### [Your task]
Find the line in the entries below that contains "gets published.". Repeat it exactly, and every line after it through the line that contains "- Open your".

Collected data:
PR #6780, opened 2021-12-03
[simple-chart] Remove leading quotes from comment strings when excel sneaks them in

wpears:
Excel will sneak in quotes when saving as csv (appropriate) but this can break our comment-detection logic if it makes a line start with a quote.

### DIFF
--- a/cfgov/unprocessed/js/routes/on-demand/simple-chart/simple-chart.js
+++ b/cfgov/unprocessed/js/routes/on-demand/simple-chart/simple-chart.js
@@ -61,7 +61,9 @@ function fetchData( url, isCSV ) {
 
     return prom.then( d => {
       if ( isCSV ) {
-        d = d.replace( /(^"|\n")(#|\/\/)/g, '$2' );
+        /* Excel can put quotes at the start of our # or // comments
+           This strips those quotes */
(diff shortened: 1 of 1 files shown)


cfgov/unprocessed/js/routes/on-demand/simple-chart/simple-chart.js
```diff
@@ -61,6 +61,7 @@ function fetchData( url, isCSV ) {
 
     return prom.then( d => {
       if ( isCSV ) {
+        d = d.replace( /\n"(#|\/\/)/g, '$1' );
```
schbetsy, line 64: This won't remove a leading quotation mark on the first line of the file, since the first line doesn't have `\n` at the start.

schbetsy (approved):
This solves the issue at hand, though it doesn't account for future data files that might have a leading quotation mark on the first line. We could merge this, since we want to get the charts working, and backlog the first-line issue.

cfgov/unprocessed/js/routes/on-demand/simple-chart/simple-chart.js
wpears: Good catch!

schbetsy (approved):

PR #4136, opened 2018-05-14
Bump wagtail-inventory version

virginiacc:
## Changes

- Bumps wagtail-inventory to latest version

PR #6781, opened 2021-12-04
Apply "Edge-Cache-Tag" to NewsroomLandingPage headers

higs4281:
The goal is to invalidate Akamai cache on all flavors of the newsroom landing page 
– including all variations of query-string faceting that have been cached – 
when a child page has been published.

The standard cache strategy of purging by URL doesn't work in this case,
because there are limitless query string combinations for categories,
topics, languages, date ranges and keywords.

Applying an Edge-Cache-Tag to all renderings of the NewsroomLandingPage
allows Akamai to invalidate all the variations it has cached at once.

Cache_tag invalidation is triggered when a NewsroomPage or a LegacyNewsroomPage
gets published.

### Testing

We plan to test the triggered cache invalidation on beta.consumerfinance.gov.
In the meantime, you can see that the Edge-Cache-Tag is getting applied to all
variations of /about-us/newsroom/:
- Open your browser dev tools to the Network panel
- Visit <localhost:8000/about-us/newsroom/> and check the response header
for the presence of "Edge-Cache-Tag: newsroom." You may need to hard-refresh
your browser.
- Apply a number of facets and/or search keywords and then see that the result
page also has the tag applied.

This change addresses platform issue `#4136`

### DIFF
--- a/cfgov/v1/models/browse_filterable_page.py
+++ b/cfgov/v1/models/browse_filterable_page.py
@@ -22,6 +22,9 @@ from v1.models.filterable_list_mixins import (
 from v1.models.learn_page import EventPage
 
 
+NEWSROOM_CACHE_TAG = "newsroom"
+
+
 class BrowseFilterableContent(StreamBlock):
     """Defines the StreamField blocks for BrowseFilterablePage content.
 
@@ -122,3 +125,8 @@ class NewsroomLandingPage(CategoryFilterableMixin, BrowseFilterablePage):
     filterable_categories = ['Newsroom']
 
     objects = PageManager()
+
+    def serve(self, request, *args, **kwargs):
+        response = super().serve(request, *args, **kwargs)
+        response['Edge-Cache-Tag'] = NEWSROOM_CACHE_TAG
+        return response
--- a/cfgov/v1/models/__init__.py
+++ b/cfgov/v1/models/__init__.py
@@ -8,7 +8,8 @@ from v1.models.base import (
 )
 from v1.models.blog_page import BlogPage, LegacyBlogPage
 from v1.models.browse_filterable_page import (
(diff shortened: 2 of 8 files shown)


cfgov/v1/models/browse_filterable_page.py
```diff
@@ -22,6 +22,9 @@
 from v1.models.learn_page import EventPage
 
 
+NEWSROOM_CACHE_TAG = "newsroom"
```
willbarton, line 25: If this were something like the newsroom page slug (or any filterable list's page slug), could this be implemented on the filterable list itself, instead of being specific to Newsroom? We already have logic [in `signals.py`](https://github.com/cfpb/consumerfinance.gov/pull/6781/files#diff-79d70b0e1eabb1410a6294959f01356ac3d11035c190a72b93f0e512e2032116R111-R121) to determine whether a page belongs to a filterable list.

higs4281: I think the options for cache-tag use could grow a lot once we get access to Akamai configs and to the API cache_tag invalidation request. Newsroom seems to be the most pressing case, and I'd be thrilled to get that far.

higs4281: Now that Akamai config has been ironed out, I'd propose merging this to fix newsroom caching, and then moving on to other targets, such as the landing page at `/about-us/blog/`, which could get a cache-tag purge whenever a BlogPage or LegacyBlogPage is published.

Since we control how cache-tags are applied, with no Akamai configs needed, the newsroom tag won't lock us in to any scheme if we want to use namespaces or concoct a wider filterable-list cache group.

Simple tags makes sense to me for targeted purges of special pages like `about-us/blog/` and `about-us/newsroom/`

jslay-excella (approved):
Works for me.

### [Result below]
gets published.

### Testing

We plan to test the triggered cache invalidation on beta.consumerfinance.gov.
In the meantime, you can see that the Edge-Cache-Tag is getting applied to all
variations of /about-us/newsroom/:
- Open your browser dev tools to the Network panel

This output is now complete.